On September 30, Apple pulled the app from the news organization Quartz from the App Store in China, Quartz said. The news organization covering the Hong Kong protests said Apple had sent a vague message about deleting its app “because it contains content that is illegal in China.”
Zach Seward, Quartz’s chief executive, said in a statement, “We abhor this kind of government censorship of the Internet and have great coverage of how to circumvent such bans around the world,” and included a link to his articles about software designed to evade censorship.
Apple declined to comment Wednesday on the Quartz app and did not respond to a request regarding the Taiwanese-flagged emoji.
Apple has removed other apps in China that it allows elsewhere, including the New York Times app and some services that allowed Chinese users to bypass government internet restrictions.
As opposed to Google’s largely automated approach to Android apps, Apple has long taken pride in the fact that each app in its App Store has received approval from a member of its staff. At weekly meetings of senior executives, Phil Schiller, an executive who oversees the App Store, discusses apps that raise complex policy issues. That group decided to remove the HKmap.Live App said a person familiar with the decision declined to be named because the process was confidential.
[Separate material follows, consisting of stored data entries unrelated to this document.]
Issue #2195, opened 2022-02-28
Expired English auction state for NFT components


kdembler:
### Description

While developing some of the NFT components we've noticed that they're missing states for an English auction that has expired. What I mean by that is:
- the auction has finished - it's past its end block and new bids are not accepted
- at the same time, the auction hasn't been settled yet.

The following components are affected:
1. `NftTile` doesn't seem to have any variant for that case
2. `NftWidget` (displayed on Video page) has a state for when you (as a buyer) have won and the auction is awaiting settlement. However, it's not specified what should be presented in this case to:
a) NFT owner
b) random user not participating in the auction

One additional case to handle is when the auction has expired but there were no bids made to it. In that case, the auction needs to be cancelled by the owner.

### How urgent this is?

It's blocking me right now

toiletgranny:
This has been addressed in https://github.com/Joystream/atlas/issues/2182, see examples below.

![image](https://user-images.githubusercontent.com/35307309/157063574-3073b09c-f849-4ced-861b-dc95c8c5722f.png)
![image](https://user-images.githubusercontent.com/35307309/157064210-9f2e5517-04f5-4ac0-8e95-2ca90d19e616.png)
![image](https://user-images.githubusercontent.com/35307309/157063620-416bb6e4-804e-4025-aa37-36ae55e78490.png)

Issue #2196, opened 2022-02-28
NFT Widget doesn't mention current auction winner


kdembler:
### Description

The NFT Widget component shows the NFT auction status, including the current top bid. However, it doesn't show the current auction winner, i.e. who has made the current top bid. If I'm participating in the auction it would be useful to see at a glance whether I'm currently the winner, without analyzing the NFT's history.

### Figma link

https://www.figma.com/file/sMydmZJlzhK91FTIPOd7D2/Video-page?node-id=1242%3A109726

### How urgent this is?

This will block me soon

toiletgranny:
This has been addressed in https://github.com/Joystream/atlas/issues/2182, see the preview below.

![image](https://user-images.githubusercontent.com/35307309/157063142-bb8eb7ff-3367-47b7-91e3-a5d6ed6e1c4b.png)

Issue #2180, opened 2022-02-23
UI for when an auction will start in the future - NFT Widget


eldiegod:
### Description

Fairly self-explanatory we need a UI state for the NFT widget to show that an auction exists but has not yet started.

### Figma link

https://www.figma.com/file/sMydmZJlzhK91FTIPOd7D2/Video-page?node-id=1242%3A109695

### How urgent this is?

This is blocking me now

kdembler:
I think the same goes for NftTile?

toiletgranny:
This has been addressed in https://github.com/Joystream/atlas/issues/2182, see examples below. Please note, that this also requires changes to the NFT tile component.

![image](https://user-images.githubusercontent.com/35307309/157064535-5cbb9fb1-4ab5-4544-af2e-a5e901a396fa.png)
![image](https://user-images.githubusercontent.com/35307309/157064643-a3b83123-beec-4f65-8816-97d5d97e1541.png)

PR #2304, opened 2022-03-16
Widget design changes

eldiegod:
Fixes: #2195  #2180  #2196

Missing small text below some buttons

### DIFF
--- a/packages/atlas/src/api/hooks/nfts.ts
+++ b/packages/atlas/src/api/hooks/nfts.ts
@@ -39,7 +39,7 @@ export type NftStatus = (
 ) &
   CommonNftProperties
 
-export type UseNftData = Omit<QueryResult, 'data'> & { nft?: AllNftFieldsFragment | null; nftStatus: NftStatus }
+export type UseNftData = Omit<QueryResult, 'data'> & { nft?: AllNftFieldsFragment | null; nftStatus?: NftStatus }
 
 export const useNft = (id: string): UseNftData => {
   const { data, ...rest } = useGetNftQuery({ variables: { id }, skip: !id })
@@ -51,7 +51,7 @@ export const useNft = (id: string): UseNftData => {
     views: nft?.video?.views,
   }
 
-  const getNftProperties = (): NftStatus => {
+  const getNftProperties = (): NftStatus | undefined => {
     switch (nft?.transactionalStatus.__typename) {
       case 'TransactionalStatusAuction': {
         return {
@@ -71,11 +71,13 @@ export const useNft = (id: string): UseNftData => {
           status: 'buy-now',
           buyNowPrice: Number(nft.transactionalStatus.price),
         }
-      default:
+      case 'TransactionalStatusIdle':
         return {
           ...commonProperties,
           status: 'idle',
         }
+      default:
+        return undefined
     }
   }
 
--- a/packages/atlas/src/api/hooks/nfts.ts
+++ b/packages/atlas/src/api/hooks/nfts.ts
@@ -26,7 +26,6 @@ export type NftStatus = (
       topBid: number | undefined
       topBidder: BasicMembershipFieldsFragment | undefined
       auctionPlannedEndBlock?: number
-      startsAtDate: Date | undefined
     }
   | {
       status: 'idle'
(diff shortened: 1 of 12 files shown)


packages/atlas/src/components/_nft/NftWidget/NftWidget.tsx
```diff
@@ -277,48 +433,86 @@ export const useNftWidget = (videoId?: string): UseNftWidgetReturn => {
...
   const { url: ownerAvatarUri } = useMemberAvatar(owner)
+  const { url: topBidderAvatarUri } = useMemberAvatar(
+    nft?.transactionalStatus.__typename === 'TransactionalStatusAuction'
+      ? nft?.transactionalStatus?.auction?.lastBid?.bidder
+      : undefined
+  )
 
   const isOwner = owner?.id === activeMembership?.id
 
+  //TODO:
```
drillprop: what means `TODO` here?

packages/atlas/src/components/_nft/NftWidget/NftWidget.tsx
```diff
@@ -277,48 +433,86 @@ export const useNftWidget = (videoId?: string): UseNftWidgetReturn => {
...
+      const auctionPlannedEndDate = nft.transactionalStatus.auction?.plannedEndAtBlock
+        ? new Date(convertBlockToMsTimestamp(nft.transactionalStatus.auction?.plannedEndAtBlock))
+        : undefined
+      const englishTimerState: EnglishTimerState = isExpired
+        ? 'expired'
+        : isRunning
+        ? 'running'
+        : isUpcoming
+        ? 'upcoming'
+        : null
```
drillprop: Let's merge Rafal's PR with useNft hook first and clean this up.

packages/atlas/src/components/_nft/NftWidget/NftWidget.tsx
```diff
@@ -147,39 +196,100 @@ export const NftWidget: React.FC<NftWidgetProps> = ({
...
           <>
             {nftStatus.topBid ? (
               <NftInfoItem
                 size={size}
                 label="Top bid"
                 content={
                   <>
-                    <JoyTokenIcon size={size === 'small' ? 16 : 24} variant="silver" />
+                    <TopBidderContainer>
+                      <Avatar assetUrl={ownerAvatarUri} size="bid" />
```
drillprop, line 299: It's hard to spot, but there is a small outline that comes from avatar, 
image
We can easily fix this by changing TopBidderTokenContainer zIndex

drillprop (commented):
In general, looks good, but in my opinion, we should merge for Rafał's PR first, and then do some refactoring to `useNftWidget` hook(or even remove it).

packages/atlas/src/components/_nft/NftWidget/NftWidget.tsx
eldiegod: ahh, this one was driving me crazy, thanks for the tip

eldiegod:
Couldn't add the logic for `bidFromPreviousAuction` as can't issue or bid on nfts

packages/atlas/src/api/hooks/nfts.ts
```diff
@@ -11,35 +11,33 @@ import {
...
       startingPrice: number
-      buyNowPrice?: number
-      topBid?: number
-      topBidder?: BasicMembershipFieldsFragment
-      title?: string | null
-      duration?: number | null
-      views?: number
+      buyNowPrice: number | undefined
+      topBid: number | undefined
+      topBidder: BasicMembershipFieldsFragment | undefined
```
drillprop, line 27: I'm kinda don't understand this. Why did you get rid of question mark here and replaced it with `undefined`?  I think I  don't understand your intentions here - could you explain?

drillprop (changes requested):
Found two bugs, look at these videos:

https://user-images.githubusercontent.com/51168865/159445554-372618cb-c7fc-48b9-bbed-d2e5fbe4ef0a.mov


https://user-images.githubusercontent.com/51168865/159445583-8cb5fba7-7195-4aa7-81ba-4a80c5ab2f00.mov

You can test them out on videos with id: 20 and 21

packages/atlas/src/api/hooks/nfts.ts
eldiegod: The reasoning behind this is that I want these props to `always` be passed from the `useNftWidget` hook, they can be undefined that's fine, but since they are so many it's easy to forget to add a variable in there and the compiler wouldn't complain if we marked them as optional.

So in this case, if you forget to pass a variable the compiler will yell at you, so it's a way of preventing future bugs in this component where we don't pass props manually

drillprop: hmm okay, just tried to mess around with this hook, and now makes more sense. Thank you for the explanation!

drillprop (approved):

Separately, Google removed a mobile game, The Revolution of Our Times I, that allowed users to play like protesters in Hong Kong. Google said it had taken the app out of the Android app store worldwide because it violated its policy that “prevents developers from taking advantage of sensitive events.”
The developer, who declined to be named, said in an email that they donated 80 percent of the app’s revenues to a group supporting the Hong Kong protests.